Problem details>
Repeat the entries word for word. Leave nothing out.

Stored items
PR #1497, opened 2018-09-01
Add easyblock for BWISE

wpoely86:


easybuild/easyblocks/b/bwise.py
```diff
@@ -0,0 +1,107 @@
...
+    def build_step(self, verbose=False, path=None):
+        """Run multiple times for different sources"""
+
+        makefiles_fixes = [
+            (r'^CC=.*$', 'CC=$(CXX)'),
+            (r'^CFLAGS=.*$', 'CFLAGS:=$(CFLAGS)'),
+            (r'^LDFLAGS=.*$', 'LDFLAGS:=$(LDFLAGS) -fopenmp')
+        ]
+
+        os.chdir(self.builddir)
```
boegel: @wpoely86 please use the `change_dir` function (everywhere, instead of `os.chdir`)

easybuild/easyblocks/b/bwise.py
```diff
@@ -0,0 +1,107 @@
...
+        extra['files_to_copy'][2] = CUSTOM
+        return extra
+
+    def build_step(self, verbose=False, path=None):
+        """Run multiple times for different sources"""
+
+        makefiles_fixes = [
+            (r'^CC=.*$', 'CC=$(CXX)'),
+            (r'^CFLAGS=.*$', 'CFLAGS:=$(CFLAGS)'),
+            (r'^LDFLAGS=.*$', 'LDFLAGS:=$(LDFLAGS) -fopenmp')
```
boegel: Hmm, maybe it's better to set the `openmp` toolchain option to `True` rather than hardcoding this? Hardcoding `-fopenmp` will work for GCC & (recent enough) Intel compilers, but not for others...

easybuild/easyblocks/b/bwise.py
```diff
@@ -0,0 +1,107 @@
...
+        ]
+
+        os.chdir(self.builddir)
+        # first BWISE itself
+        bwisepath = glob.glob('BWISE-*')
```
boegel: Why not `glob.glob(os.path.join(self.builddir, 'BWISE-*', 'src'))` and then complain if it gives an empty result?
That's only one `change_dir`, etc.

Also, what's wrong with `self.start_dir`? (I can imagine what the problem is, but please clarify that in a comment here).

easybuild/easyblocks/b/bwise.py
```diff
@@ -0,0 +1,107 @@
...
+
+        # Onwards to BGREAT
+        os.chdir(self.builddir)
+        bgreatpath = glob.glob('BGREAT2-*')
+        if bgreatpath:
+            os.chdir(bgreatpath[0])
+        else:
+            raise EasyBuildError("Could not find BGREAT path")
+        apply_regex_substitutions('makefile', makefiles_fixes)
+        super(EB_BWISE, self).build_step()
```
boegel: This is way too similar to the above, please flesh this out in a helper method that you can call out to. Something like:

Expected output>
PR #1497, opened 2018-09-01
Add easyblock for BWISE

wpoely86:


easybuild/easyblocks/b/bwise.py
```diff
@@ -0,0 +1,107 @@
...
+    def build_step(self, verbose=False, path=None):
+        """Run multiple times for different sources"""
+
+        makefiles_fixes = [
+            (r'^CC=.*$', 'CC=$(CXX)'),
+            (r'^CFLAGS=.*$', 'CFLAGS:=$(CFLAGS)'),
+            (r'^LDFLAGS=.*$', 'LDFLAGS:=$(LDFLAGS) -fopenmp')
+        ]
+
+        os.chdir(self.builddir)
```
boegel: @wpoely86 please use the `change_dir` function (everywhere, instead of `os.chdir`)

easybuild/easyblocks/b/bwise.py
```diff
@@ -0,0 +1,107 @@
...
+        extra['files_to_copy'][2] = CUSTOM
+        return extra
+
+    def build_step(self, verbose=False, path=None):
+        """Run multiple times for different sources"""
+
+        makefiles_fixes = [
+            (r'^CC=.*$', 'CC=$(CXX)'),
+            (r'^CFLAGS=.*$', 'CFLAGS:=$(CFLAGS)'),
+            (r'^LDFLAGS=.*$', 'LDFLAGS:=$(LDFLAGS) -fopenmp')
```
boegel: Hmm, maybe it's better to set the `openmp` toolchain option to `True` rather than hardcoding this? Hardcoding `-fopenmp` will work for GCC & (recent enough) Intel compilers, but not for others...

easybuild/easyblocks/b/bwise.py
```diff
@@ -0,0 +1,107 @@
...
+        ]
+
+        os.chdir(self.builddir)
+        # first BWISE itself
+        bwisepath = glob.glob('BWISE-*')
```
boegel: Why not `glob.glob(os.path.join(self.builddir, 'BWISE-*', 'src'))` and then complain if it gives an empty result?
That's only one `change_dir`, etc.

Also, what's wrong with `self.start_dir`? (I can imagine what the problem is, but please clarify that in a comment here).

easybuild/easyblocks/b/bwise.py
```diff
@@ -0,0 +1,107 @@
...
+
+        # Onwards to BGREAT
+        os.chdir(self.builddir)
+        bgreatpath = glob.glob('BGREAT2-*')
+        if bgreatpath:
+            os.chdir(bgreatpath[0])
+        else:
+            raise EasyBuildError("Could not find BGREAT path")
+        apply_regex_substitutions('makefile', makefiles_fixes)
+        super(EB_BWISE, self).build_step()
```
boegel: This is way too similar to the above, please flesh this out in a helper method that you can call out to. Something like:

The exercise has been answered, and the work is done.